Where a line below includes the word "opened", copy that line.

BEGIN Data for review

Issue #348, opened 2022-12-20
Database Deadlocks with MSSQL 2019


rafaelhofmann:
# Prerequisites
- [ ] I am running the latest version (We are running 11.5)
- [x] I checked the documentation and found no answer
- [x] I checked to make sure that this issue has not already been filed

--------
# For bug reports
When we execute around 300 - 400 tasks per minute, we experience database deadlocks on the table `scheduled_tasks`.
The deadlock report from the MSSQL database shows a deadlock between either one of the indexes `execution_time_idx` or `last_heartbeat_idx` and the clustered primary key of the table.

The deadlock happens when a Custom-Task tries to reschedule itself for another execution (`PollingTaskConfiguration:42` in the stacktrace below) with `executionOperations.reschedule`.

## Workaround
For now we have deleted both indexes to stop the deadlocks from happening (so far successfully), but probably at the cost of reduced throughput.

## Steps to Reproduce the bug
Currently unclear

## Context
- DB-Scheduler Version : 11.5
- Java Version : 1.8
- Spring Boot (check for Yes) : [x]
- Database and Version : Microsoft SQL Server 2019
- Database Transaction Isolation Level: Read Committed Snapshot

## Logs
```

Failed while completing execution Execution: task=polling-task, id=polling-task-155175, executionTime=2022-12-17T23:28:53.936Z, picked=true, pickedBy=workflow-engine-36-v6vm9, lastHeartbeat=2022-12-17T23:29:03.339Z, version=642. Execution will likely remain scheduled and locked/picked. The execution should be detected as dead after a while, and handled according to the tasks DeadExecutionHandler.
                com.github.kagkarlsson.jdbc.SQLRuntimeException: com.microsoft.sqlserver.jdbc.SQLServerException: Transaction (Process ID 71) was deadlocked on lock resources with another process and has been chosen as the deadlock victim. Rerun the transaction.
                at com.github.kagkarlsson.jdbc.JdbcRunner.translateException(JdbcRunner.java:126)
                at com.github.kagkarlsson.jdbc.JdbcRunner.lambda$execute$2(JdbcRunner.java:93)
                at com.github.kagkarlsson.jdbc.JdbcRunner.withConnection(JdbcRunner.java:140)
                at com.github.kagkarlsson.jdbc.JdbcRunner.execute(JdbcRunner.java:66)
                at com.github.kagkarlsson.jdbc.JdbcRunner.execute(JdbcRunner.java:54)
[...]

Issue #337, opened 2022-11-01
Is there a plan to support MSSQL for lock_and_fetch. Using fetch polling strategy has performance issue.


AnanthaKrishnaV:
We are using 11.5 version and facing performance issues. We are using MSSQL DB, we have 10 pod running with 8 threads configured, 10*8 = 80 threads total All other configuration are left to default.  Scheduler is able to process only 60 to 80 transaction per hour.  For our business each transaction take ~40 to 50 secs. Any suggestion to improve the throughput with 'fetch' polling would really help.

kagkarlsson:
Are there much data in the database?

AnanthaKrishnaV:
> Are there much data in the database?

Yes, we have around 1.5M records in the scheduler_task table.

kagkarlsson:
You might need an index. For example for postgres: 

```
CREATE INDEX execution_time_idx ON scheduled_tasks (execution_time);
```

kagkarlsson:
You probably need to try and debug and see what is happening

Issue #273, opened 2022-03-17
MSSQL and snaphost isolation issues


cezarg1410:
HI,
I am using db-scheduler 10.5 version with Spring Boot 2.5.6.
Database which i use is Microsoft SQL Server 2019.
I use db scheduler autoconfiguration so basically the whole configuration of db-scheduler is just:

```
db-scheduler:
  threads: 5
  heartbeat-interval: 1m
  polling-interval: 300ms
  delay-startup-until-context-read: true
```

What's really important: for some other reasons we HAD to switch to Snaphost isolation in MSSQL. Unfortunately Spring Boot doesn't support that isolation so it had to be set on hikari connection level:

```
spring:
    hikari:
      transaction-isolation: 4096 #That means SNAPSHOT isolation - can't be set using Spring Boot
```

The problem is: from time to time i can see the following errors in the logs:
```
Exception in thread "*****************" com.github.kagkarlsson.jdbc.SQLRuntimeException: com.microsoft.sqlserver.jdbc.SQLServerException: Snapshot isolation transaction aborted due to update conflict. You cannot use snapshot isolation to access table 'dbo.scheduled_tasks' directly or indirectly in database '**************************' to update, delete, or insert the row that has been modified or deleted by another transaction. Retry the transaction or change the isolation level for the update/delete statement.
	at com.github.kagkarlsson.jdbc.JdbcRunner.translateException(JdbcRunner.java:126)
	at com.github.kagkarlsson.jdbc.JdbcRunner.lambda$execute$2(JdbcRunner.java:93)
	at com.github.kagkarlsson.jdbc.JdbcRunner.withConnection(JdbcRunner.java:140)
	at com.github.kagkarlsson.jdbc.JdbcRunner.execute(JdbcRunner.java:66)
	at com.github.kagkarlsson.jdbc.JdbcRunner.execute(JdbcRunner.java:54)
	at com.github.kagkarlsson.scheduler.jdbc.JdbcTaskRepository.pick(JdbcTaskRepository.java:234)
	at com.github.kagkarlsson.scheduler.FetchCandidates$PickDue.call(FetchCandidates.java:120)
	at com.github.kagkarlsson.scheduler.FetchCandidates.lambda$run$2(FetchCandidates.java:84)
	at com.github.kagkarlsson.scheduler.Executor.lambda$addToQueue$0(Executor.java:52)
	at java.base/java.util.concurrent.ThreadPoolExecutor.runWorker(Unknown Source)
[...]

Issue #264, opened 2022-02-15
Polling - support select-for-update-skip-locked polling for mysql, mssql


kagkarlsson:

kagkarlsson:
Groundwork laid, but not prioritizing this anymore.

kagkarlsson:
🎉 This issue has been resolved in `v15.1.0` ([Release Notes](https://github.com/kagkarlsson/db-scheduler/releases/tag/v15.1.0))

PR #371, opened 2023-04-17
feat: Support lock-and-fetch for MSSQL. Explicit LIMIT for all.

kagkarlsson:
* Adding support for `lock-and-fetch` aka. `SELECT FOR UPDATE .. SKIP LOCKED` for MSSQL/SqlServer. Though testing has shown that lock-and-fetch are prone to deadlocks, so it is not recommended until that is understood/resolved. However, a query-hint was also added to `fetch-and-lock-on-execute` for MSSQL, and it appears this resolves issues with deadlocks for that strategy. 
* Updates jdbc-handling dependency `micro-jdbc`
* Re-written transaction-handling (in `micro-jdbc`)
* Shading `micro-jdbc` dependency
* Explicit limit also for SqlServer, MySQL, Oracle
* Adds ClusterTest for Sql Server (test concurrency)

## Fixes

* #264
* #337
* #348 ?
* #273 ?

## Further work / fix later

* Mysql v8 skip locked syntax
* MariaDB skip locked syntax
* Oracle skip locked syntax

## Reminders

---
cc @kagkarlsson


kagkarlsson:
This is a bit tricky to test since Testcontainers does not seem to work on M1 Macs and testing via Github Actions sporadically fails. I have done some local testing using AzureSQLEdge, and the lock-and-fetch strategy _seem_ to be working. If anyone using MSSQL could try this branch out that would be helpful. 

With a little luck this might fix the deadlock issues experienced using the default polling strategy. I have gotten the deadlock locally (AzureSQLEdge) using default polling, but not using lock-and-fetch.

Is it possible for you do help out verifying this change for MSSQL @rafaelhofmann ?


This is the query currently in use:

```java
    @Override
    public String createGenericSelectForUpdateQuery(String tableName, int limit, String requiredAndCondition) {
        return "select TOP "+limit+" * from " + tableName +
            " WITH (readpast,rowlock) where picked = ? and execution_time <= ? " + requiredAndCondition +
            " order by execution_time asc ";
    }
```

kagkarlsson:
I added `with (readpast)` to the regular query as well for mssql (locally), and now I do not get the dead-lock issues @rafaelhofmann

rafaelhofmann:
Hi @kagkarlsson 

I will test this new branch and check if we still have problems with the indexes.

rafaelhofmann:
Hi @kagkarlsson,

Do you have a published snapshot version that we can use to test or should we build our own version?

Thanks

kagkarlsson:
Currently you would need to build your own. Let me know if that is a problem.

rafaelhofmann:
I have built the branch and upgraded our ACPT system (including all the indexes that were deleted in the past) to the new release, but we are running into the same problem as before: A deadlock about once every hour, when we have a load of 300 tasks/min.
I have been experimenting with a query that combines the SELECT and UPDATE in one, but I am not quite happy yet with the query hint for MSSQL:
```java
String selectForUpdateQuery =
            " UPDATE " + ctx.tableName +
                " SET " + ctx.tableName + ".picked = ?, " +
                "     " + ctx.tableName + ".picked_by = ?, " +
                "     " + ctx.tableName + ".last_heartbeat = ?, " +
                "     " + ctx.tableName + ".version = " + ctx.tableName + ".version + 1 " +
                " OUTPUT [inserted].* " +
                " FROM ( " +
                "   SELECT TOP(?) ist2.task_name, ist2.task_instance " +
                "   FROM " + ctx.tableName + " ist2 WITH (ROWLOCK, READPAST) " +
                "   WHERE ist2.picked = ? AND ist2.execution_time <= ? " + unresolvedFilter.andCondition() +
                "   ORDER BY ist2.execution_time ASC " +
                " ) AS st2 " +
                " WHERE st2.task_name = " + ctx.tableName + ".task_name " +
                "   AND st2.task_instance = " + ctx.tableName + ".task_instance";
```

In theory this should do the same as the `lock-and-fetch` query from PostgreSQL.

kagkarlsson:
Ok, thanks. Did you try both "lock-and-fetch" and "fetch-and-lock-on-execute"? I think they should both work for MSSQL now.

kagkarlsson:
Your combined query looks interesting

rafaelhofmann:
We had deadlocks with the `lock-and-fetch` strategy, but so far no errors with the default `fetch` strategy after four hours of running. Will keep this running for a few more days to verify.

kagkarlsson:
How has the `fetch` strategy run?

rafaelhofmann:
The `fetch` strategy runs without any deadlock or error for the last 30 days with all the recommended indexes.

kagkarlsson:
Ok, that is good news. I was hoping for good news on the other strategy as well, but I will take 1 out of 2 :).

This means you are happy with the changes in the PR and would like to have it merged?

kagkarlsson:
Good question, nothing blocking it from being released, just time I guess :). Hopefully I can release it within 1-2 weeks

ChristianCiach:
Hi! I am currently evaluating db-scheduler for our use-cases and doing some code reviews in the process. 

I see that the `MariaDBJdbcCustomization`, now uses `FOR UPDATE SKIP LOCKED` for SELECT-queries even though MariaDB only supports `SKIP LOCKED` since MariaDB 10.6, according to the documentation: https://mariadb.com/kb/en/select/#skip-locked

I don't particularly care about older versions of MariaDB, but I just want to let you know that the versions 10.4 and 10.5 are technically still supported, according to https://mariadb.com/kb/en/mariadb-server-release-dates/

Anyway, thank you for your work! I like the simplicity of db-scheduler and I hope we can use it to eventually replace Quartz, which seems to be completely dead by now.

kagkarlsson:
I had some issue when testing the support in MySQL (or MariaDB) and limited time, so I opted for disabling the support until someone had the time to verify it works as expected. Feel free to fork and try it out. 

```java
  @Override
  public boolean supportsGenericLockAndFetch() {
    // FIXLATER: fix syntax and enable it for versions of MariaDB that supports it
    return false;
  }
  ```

END Data for review

## [Answer]
Issue #348, opened 2022-12-20
Issue #337, opened 2022-11-01
Issue #273, opened 2022-03-17
Issue #264, opened 2022-02-15
PR #371, opened 2023-04-17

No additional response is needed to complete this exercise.